• Directions:
Look below for the line containing "(those were also" and the line containing "include_koji_repo => include koji repo"; repeat exactly those two lines and all lines between them, and nothing else.

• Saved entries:

________________________________________

PR #1986, opened 2022-09-01
inject_yum_repos: skip platforms without repos

chmeliik:
CLOUDBLD-10966

Currently, the plugin updates the Dockerfile even for platforms that do
not have any repos. That causes the builds to fail.

Don't update the Dockerfile for platforms that don't have repos. Add a
warning message for such cases - it is strange to have repos only for
some platforms but not others.


atomic_reactor/plugins/inject_yum_repos.py
```diff
@@ -260,14 +267,14 @@ def run(self):
                 fetched_yum_repos[repourl] = yum_repo
 
         if not self.yum_repos:
```
mkosiarc, line 269: Do we need to keep this check here now even if we are returning in _inject_repo_files if there are no repos for the platform?

chmeliik: If we want to keep the `no repos for <platform>` message a warning then yes. Not having _any_ repos is normal

But I can remove the check and reduce the log level to info

mkosiarc: I don't mind then, you can keep it as it is.

mkosiarc (approved):

atomic_reactor/plugins/inject_yum_repos.py
rcerven: this makes sens, this is for when there aren't ANY repos at all, the warning is when there aren't any repos for specific arch

atomic_reactor/plugins/inject_yum_repos.py
```diff
@@ -174,14 +174,19 @@ def add_koji_repo(self):
         for platform in self.platforms:
             self.yum_repos[platform].append(yum_repo)
 
-    def _inject_into_repo_files(self, build_dir: BuildDir):
+    def _inject_repo_files(self, build_dir: BuildDir) -> None:
         """Inject repo files into a relative directory inside the build context"""
+        platform_repos = self.yum_repos[build_dir.platform]
+        if not platform_repos:
+            self.log.warning("no repos for %s, skipping this platform", build_dir.platform)
```
rcerven, line 181: can we change the message to :  

no repos for $platform, no repos to inject

chmeliik: Saying "no repos" twice seemed a bit redundant, changed to

no repos to inject for $platform platform

let me know what you think

rcerven: right sounds good

PR #1989, opened 2022-09-02
Fix how we decide whether to include koji repo

chmeliik:
CLOUDBLD-10966

The include_koji_repo param has to be set separately for each platform.

Fixes a new OSBS 2 bug as well as an old OSBS 1 bug.

---

How did this work in OSBS 1? (Read at your own risk.)

The param was calculated in the resolve_composes plugin (same as now)
and set for all platforms (yes, one value for all platforms).

However, the koji_repo plugin didn't look only at the include_koji_repo
param. It also checked if there were any yum_repourls in user params
(those were also set by the resolve_composes plugin).

    include_koji_repo or not repourls => include koji repo

During OSBS 2 implementation, we simplified (and broke) the logic to

    include_koji_repo => include koji repo

Why is that wrong? The resolve_composes logic for determining
include_koji_repo is roughly this

    not (any(noarch repourls) or any(compose which isn't a module))

Which is obviously wrong, composes are arch-specific. Consider this
situation:

- the build is for x86_64 and ppc64le
- there are no noarch repourls
- only x86_64 has composes

=> include_koji_repo will be False for both arches even though ppc64le
has no repos. This was less of a problem in OSBS 1 thanks to the more
confusing logic.

There *was* a still a bug though:

- x86_64 has regular composes and module composes
- ppc64le has only module composes

=> include_koji_repo will be False for both. ppc64le has some repos, so
the koji_repo plugin will not include anything when it should.

### DIFF
--- a/atomic_reactor/plugins/inject_yum_repos.py
+++ b/atomic_reactor/plugins/inject_yum_repos.py
@@ -12,6 +12,7 @@ import os
 import shutil
 from collections import defaultdict
 from io import StringIO
+from typing import Optional
 from urllib.parse import urlparse
 
 from atomic_reactor.config import get_koji_session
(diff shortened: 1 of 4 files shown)


chmeliik:
Missing unit tests for the corner cases

chmeliik:
> Missing unit tests for the corner cases

added

mkosiarc (approved):

rcerven (approved):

________________________________________

• Completed task:
(those were also set by the resolve_composes plugin).

    include_koji_repo or not repourls => include koji repo

During OSBS 2 implementation, we simplified (and broke) the logic to

    include_koji_repo => include koji repo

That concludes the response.